> _YOUR INSTRUCTIONS_
Using the records below, transcribe word for word the stretch from the line that contains "license: MIT" through the line that contains "I checked everything", both end lines included, and nothing else.

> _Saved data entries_

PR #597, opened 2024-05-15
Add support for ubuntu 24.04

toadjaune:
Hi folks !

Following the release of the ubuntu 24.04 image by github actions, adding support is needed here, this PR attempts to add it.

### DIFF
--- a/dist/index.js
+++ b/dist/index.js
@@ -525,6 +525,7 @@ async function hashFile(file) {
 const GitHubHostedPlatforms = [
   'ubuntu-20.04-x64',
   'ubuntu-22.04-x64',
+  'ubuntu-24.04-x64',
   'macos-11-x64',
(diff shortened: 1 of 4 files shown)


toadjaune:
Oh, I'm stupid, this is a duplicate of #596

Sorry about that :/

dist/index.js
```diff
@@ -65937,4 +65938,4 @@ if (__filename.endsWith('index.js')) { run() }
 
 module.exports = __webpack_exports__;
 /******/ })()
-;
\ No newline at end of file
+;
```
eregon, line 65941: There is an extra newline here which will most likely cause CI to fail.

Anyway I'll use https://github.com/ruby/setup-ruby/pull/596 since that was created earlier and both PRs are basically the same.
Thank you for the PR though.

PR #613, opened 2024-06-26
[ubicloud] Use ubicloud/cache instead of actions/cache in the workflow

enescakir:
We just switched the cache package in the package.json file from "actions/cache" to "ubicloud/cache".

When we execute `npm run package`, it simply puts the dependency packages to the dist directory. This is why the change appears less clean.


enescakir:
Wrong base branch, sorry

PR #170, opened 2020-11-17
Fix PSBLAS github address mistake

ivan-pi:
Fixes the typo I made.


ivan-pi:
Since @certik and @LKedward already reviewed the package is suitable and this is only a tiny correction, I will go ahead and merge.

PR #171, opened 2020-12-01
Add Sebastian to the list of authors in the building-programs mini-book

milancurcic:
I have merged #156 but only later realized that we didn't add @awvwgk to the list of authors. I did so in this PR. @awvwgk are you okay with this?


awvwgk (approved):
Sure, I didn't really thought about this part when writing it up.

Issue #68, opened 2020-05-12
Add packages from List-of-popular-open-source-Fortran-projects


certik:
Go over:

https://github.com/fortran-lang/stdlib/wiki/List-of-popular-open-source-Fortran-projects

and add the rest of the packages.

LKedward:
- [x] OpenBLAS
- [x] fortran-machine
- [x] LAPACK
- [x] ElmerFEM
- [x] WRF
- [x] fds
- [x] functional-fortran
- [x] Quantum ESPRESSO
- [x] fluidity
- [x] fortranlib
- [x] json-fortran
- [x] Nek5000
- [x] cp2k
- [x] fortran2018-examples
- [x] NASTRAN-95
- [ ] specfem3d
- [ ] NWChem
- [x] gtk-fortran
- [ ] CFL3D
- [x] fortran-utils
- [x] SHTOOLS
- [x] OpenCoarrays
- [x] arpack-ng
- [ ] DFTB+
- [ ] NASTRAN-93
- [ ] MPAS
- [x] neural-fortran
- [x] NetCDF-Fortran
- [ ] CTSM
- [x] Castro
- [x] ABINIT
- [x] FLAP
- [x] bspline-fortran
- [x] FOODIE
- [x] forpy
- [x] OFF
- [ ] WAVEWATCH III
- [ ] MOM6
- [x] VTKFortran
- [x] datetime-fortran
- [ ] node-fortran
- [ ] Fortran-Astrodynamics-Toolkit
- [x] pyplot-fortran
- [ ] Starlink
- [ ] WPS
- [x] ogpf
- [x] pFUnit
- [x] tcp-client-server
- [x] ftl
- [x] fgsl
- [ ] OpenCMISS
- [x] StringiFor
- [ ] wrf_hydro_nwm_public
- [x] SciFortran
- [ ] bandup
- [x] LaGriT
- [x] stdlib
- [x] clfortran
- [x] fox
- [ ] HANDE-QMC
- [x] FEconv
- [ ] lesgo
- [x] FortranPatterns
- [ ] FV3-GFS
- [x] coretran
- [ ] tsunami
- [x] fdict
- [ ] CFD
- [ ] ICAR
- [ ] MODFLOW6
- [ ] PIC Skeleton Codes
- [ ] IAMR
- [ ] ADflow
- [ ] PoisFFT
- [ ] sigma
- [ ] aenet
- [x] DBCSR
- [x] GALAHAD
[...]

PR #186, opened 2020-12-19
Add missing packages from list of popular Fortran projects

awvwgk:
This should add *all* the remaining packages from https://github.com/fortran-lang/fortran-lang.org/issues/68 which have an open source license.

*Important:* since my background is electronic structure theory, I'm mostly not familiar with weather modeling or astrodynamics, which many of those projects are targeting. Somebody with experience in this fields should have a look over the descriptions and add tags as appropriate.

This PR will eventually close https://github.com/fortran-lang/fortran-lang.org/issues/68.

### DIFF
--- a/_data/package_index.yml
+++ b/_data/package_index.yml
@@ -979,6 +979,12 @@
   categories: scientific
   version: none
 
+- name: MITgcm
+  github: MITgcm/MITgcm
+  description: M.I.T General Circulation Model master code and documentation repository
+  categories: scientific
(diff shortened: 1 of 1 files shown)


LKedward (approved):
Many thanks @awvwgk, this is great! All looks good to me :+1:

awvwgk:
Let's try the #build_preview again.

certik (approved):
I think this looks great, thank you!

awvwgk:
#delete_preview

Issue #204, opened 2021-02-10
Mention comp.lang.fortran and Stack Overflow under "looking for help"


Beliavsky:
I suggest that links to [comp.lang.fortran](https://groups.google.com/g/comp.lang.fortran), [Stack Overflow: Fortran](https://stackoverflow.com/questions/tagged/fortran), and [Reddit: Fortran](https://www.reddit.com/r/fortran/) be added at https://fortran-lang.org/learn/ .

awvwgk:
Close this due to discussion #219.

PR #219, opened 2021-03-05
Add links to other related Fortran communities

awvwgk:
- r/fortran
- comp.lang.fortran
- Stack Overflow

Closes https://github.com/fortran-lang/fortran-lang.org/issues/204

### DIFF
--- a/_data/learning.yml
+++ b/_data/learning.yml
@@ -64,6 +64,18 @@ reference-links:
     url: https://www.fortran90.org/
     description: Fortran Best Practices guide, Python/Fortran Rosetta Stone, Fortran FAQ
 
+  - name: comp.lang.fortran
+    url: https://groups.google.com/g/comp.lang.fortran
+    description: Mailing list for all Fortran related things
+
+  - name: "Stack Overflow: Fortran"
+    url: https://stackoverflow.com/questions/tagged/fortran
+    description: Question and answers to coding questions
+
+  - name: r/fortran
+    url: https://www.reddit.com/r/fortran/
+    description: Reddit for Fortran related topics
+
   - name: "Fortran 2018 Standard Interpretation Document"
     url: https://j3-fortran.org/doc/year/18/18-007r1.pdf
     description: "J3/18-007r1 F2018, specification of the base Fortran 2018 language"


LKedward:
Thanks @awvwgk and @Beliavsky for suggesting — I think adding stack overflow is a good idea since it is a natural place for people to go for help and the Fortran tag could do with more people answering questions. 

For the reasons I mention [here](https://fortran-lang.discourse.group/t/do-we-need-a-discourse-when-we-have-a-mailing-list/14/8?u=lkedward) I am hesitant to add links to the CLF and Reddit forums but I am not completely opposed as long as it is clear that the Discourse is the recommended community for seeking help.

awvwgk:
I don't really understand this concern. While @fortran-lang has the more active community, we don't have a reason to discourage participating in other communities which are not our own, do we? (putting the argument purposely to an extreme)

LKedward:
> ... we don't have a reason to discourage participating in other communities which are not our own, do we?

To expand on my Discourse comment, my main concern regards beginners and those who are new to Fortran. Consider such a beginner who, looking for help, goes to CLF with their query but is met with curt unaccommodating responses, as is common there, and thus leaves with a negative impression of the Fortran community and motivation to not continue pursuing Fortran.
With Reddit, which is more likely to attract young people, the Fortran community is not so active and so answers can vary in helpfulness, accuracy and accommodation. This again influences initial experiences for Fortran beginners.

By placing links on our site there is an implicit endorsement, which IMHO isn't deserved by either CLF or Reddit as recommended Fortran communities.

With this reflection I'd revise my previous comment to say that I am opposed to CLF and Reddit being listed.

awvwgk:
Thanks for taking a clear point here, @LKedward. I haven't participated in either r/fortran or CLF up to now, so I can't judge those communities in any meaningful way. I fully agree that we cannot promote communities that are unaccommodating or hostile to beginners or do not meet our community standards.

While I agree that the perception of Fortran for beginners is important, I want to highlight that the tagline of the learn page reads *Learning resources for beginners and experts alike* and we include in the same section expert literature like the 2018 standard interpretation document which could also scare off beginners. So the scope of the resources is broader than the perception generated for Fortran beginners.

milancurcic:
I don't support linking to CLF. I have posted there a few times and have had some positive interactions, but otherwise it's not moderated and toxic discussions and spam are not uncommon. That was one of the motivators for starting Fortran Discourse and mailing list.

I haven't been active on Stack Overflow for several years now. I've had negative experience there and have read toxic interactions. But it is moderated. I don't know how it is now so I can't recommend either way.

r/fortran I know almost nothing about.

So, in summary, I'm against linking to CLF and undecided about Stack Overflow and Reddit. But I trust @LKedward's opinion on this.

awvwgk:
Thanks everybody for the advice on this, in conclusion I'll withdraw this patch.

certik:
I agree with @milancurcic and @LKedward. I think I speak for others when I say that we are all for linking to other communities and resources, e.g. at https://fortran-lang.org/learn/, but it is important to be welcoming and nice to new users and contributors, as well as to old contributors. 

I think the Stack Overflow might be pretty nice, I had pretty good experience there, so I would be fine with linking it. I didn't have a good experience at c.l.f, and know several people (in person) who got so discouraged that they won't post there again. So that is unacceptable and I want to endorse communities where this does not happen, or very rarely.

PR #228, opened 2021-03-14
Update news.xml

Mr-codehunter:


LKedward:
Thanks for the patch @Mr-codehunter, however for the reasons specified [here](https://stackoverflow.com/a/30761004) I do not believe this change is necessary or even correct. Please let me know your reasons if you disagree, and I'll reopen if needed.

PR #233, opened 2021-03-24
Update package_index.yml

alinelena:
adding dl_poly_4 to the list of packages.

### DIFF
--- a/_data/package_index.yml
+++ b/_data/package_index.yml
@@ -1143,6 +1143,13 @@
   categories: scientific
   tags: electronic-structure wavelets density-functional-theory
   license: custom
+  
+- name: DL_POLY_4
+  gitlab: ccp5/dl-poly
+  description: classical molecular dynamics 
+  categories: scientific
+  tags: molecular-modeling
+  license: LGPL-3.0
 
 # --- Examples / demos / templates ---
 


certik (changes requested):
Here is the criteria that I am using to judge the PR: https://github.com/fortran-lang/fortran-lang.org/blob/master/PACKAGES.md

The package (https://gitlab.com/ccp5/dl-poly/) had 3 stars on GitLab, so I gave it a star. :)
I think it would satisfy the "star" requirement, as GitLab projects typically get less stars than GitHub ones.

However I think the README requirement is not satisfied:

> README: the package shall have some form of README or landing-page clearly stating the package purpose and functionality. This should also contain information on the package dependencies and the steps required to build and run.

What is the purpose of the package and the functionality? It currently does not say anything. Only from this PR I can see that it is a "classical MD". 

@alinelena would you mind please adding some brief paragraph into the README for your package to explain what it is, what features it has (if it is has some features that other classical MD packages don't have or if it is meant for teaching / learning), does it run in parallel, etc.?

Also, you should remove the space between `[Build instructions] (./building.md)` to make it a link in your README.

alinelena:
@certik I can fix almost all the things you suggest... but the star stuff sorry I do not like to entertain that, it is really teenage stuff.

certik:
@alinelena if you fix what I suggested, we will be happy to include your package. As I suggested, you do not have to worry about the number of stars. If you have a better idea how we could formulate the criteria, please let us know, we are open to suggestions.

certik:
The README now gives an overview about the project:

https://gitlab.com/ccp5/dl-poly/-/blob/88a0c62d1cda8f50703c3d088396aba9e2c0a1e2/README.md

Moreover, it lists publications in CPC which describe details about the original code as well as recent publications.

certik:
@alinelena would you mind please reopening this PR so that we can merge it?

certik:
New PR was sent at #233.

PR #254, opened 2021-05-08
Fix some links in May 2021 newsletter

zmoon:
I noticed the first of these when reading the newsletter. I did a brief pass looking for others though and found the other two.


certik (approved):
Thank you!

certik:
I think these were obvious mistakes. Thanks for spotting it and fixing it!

---

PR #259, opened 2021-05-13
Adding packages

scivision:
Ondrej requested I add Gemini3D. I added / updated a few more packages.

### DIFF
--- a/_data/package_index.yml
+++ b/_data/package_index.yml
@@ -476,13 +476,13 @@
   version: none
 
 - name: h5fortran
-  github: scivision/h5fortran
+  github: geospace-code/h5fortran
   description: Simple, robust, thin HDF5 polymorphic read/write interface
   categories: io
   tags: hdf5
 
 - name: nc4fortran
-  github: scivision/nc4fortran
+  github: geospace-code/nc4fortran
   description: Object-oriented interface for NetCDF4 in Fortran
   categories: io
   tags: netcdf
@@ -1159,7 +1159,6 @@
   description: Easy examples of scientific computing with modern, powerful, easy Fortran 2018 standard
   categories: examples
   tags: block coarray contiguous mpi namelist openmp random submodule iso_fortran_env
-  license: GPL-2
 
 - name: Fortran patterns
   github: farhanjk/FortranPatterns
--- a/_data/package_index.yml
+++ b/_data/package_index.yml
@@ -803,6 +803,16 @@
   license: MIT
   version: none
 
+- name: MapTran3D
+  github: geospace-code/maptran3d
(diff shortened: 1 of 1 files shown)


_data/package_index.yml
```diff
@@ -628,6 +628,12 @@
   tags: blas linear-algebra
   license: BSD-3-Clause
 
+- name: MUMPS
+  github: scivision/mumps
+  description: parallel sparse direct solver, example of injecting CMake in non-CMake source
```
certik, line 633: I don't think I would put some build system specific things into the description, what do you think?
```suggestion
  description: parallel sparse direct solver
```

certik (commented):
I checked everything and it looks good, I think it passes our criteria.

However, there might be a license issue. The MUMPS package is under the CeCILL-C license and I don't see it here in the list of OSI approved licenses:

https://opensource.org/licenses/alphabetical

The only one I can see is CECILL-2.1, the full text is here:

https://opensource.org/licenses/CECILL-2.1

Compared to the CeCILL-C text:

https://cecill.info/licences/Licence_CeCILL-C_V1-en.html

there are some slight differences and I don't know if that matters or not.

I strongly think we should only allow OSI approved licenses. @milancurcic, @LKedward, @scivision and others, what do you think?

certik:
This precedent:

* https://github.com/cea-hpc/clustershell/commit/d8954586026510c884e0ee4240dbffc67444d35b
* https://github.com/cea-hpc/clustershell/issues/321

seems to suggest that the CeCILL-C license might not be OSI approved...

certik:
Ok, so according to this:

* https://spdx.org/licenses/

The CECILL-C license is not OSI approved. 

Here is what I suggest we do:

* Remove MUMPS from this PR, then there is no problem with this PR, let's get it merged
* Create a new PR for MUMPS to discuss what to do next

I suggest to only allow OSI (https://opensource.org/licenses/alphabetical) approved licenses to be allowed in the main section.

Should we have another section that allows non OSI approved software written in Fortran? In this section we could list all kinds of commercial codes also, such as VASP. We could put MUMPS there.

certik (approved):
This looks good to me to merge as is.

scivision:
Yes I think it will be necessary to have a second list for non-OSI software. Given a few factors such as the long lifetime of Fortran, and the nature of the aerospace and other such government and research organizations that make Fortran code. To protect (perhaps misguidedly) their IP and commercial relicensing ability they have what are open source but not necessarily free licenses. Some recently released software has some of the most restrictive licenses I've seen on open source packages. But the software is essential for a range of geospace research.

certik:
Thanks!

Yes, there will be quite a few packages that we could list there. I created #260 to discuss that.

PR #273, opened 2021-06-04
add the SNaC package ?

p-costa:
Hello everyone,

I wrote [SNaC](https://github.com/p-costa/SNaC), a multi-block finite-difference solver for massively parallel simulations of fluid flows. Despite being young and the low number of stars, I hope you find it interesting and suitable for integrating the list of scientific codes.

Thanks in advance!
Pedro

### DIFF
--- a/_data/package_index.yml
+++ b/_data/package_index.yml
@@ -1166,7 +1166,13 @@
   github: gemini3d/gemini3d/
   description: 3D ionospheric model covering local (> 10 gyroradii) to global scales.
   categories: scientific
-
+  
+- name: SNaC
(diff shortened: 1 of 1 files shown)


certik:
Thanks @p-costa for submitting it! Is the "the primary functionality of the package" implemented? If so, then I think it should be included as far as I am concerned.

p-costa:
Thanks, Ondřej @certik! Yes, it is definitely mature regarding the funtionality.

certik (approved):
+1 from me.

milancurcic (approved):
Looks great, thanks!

> _COMPLETED TASK_
   license: MIT
   version: none
 
+- name: MapTran3D
+  github: geospace-code/maptran3d
(diff shortened: 1 of 1 files shown)


_data/package_index.yml
```diff
@@ -628,6 +628,12 @@
   tags: blas linear-algebra
   license: BSD-3-Clause
 
+- name: MUMPS
+  github: scivision/mumps
+  description: parallel sparse direct solver, example of injecting CMake in non-CMake source
```
certik, line 633: I don't think I would put some build system specific things into the description, what do you think?
```suggestion
  description: parallel sparse direct solver
```

certik (commented):
I checked everything and it looks good, I think it passes our criteria.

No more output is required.